[[ SUPPLIED RECORDS, beginning ]]

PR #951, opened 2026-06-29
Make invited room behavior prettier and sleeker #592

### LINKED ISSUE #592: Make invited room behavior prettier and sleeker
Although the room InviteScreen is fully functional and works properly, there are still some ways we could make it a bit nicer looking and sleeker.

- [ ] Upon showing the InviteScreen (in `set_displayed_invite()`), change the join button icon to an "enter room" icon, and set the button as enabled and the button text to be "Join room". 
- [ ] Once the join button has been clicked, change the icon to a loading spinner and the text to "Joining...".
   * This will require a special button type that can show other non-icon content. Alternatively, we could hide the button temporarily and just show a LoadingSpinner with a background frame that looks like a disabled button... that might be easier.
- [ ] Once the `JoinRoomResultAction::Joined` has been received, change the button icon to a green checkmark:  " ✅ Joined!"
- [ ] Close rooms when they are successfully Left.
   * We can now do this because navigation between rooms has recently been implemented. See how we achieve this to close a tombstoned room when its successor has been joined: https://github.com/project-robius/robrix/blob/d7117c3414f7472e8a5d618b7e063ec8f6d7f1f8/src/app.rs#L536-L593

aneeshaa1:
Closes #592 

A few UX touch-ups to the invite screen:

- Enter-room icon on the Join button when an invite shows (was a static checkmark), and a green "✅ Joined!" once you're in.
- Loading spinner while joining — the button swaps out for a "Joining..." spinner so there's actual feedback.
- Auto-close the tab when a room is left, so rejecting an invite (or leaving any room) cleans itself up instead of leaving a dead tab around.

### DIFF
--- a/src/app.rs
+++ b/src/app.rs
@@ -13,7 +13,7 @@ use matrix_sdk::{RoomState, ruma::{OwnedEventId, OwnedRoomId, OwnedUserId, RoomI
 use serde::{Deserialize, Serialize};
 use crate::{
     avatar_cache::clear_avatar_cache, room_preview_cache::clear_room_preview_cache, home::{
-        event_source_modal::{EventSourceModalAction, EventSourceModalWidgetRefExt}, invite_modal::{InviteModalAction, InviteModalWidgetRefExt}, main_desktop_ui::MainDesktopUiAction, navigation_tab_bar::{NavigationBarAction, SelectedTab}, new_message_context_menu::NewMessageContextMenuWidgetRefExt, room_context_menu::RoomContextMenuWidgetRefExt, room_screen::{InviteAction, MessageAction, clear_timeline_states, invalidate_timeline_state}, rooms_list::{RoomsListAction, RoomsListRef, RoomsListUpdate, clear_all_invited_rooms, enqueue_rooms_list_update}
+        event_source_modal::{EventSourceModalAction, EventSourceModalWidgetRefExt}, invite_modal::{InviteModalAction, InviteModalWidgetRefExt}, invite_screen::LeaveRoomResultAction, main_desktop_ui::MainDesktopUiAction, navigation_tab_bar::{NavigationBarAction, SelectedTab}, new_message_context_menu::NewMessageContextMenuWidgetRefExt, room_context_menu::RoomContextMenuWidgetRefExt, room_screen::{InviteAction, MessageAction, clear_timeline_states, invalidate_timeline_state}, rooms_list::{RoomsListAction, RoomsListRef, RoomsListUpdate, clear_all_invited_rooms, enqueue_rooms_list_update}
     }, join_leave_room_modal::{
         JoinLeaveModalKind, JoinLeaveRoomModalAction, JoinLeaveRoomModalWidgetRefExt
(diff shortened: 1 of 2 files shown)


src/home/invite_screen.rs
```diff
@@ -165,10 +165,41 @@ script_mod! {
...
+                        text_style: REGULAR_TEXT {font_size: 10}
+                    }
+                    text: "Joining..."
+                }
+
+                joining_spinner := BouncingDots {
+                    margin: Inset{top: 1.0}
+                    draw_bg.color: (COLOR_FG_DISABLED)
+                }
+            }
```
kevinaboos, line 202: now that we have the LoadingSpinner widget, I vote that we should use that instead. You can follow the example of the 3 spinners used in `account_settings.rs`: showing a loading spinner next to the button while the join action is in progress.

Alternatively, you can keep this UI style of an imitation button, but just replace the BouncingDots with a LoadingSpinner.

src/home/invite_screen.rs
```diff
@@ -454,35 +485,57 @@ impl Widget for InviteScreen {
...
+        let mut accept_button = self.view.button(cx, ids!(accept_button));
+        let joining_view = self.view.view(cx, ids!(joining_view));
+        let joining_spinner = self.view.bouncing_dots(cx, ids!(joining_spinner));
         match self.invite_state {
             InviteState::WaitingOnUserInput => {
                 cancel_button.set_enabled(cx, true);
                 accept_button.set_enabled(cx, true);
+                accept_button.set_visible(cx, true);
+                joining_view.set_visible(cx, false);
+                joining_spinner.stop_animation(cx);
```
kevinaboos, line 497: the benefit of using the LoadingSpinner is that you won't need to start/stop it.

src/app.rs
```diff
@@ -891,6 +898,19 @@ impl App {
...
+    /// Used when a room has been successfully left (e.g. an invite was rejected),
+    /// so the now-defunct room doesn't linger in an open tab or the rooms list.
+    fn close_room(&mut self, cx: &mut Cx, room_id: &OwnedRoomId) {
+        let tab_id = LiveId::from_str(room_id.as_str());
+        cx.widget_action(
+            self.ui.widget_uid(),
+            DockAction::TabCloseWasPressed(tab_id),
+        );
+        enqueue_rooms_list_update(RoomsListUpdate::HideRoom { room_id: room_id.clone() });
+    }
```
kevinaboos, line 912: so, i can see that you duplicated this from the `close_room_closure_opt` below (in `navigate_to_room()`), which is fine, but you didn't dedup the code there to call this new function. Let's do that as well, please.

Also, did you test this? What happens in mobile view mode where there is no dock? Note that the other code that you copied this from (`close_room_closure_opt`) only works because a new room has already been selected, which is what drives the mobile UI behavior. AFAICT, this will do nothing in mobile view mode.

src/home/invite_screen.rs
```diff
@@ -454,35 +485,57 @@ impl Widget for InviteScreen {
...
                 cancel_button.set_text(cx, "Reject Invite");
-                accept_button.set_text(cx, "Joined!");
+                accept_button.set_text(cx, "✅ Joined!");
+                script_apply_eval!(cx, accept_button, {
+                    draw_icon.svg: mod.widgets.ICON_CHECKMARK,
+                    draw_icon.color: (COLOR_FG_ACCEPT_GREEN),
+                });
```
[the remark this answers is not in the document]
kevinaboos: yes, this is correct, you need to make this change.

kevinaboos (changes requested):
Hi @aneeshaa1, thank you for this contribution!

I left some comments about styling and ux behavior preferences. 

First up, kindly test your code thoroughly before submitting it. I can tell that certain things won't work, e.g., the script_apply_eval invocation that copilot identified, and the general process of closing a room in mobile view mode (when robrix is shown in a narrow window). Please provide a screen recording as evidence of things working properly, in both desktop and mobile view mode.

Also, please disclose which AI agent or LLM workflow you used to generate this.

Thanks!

[[ SUPPLIED RECORDS, end ]]

> YOUR OBJECTIVE
What is needed is an exact repetition of the lines from the first line of the records through the line containing "Although the room", both ends included, and nothing more.

> EXERCISE OUTPUT
PR #951, opened 2026-06-29
Make invited room behavior prettier and sleeker #592

### LINKED ISSUE #592: Make invited room behavior prettier and sleeker
Although the room InviteScreen is fully functional and works properly, there are still some ways we could make it a bit nicer looking and sleeker.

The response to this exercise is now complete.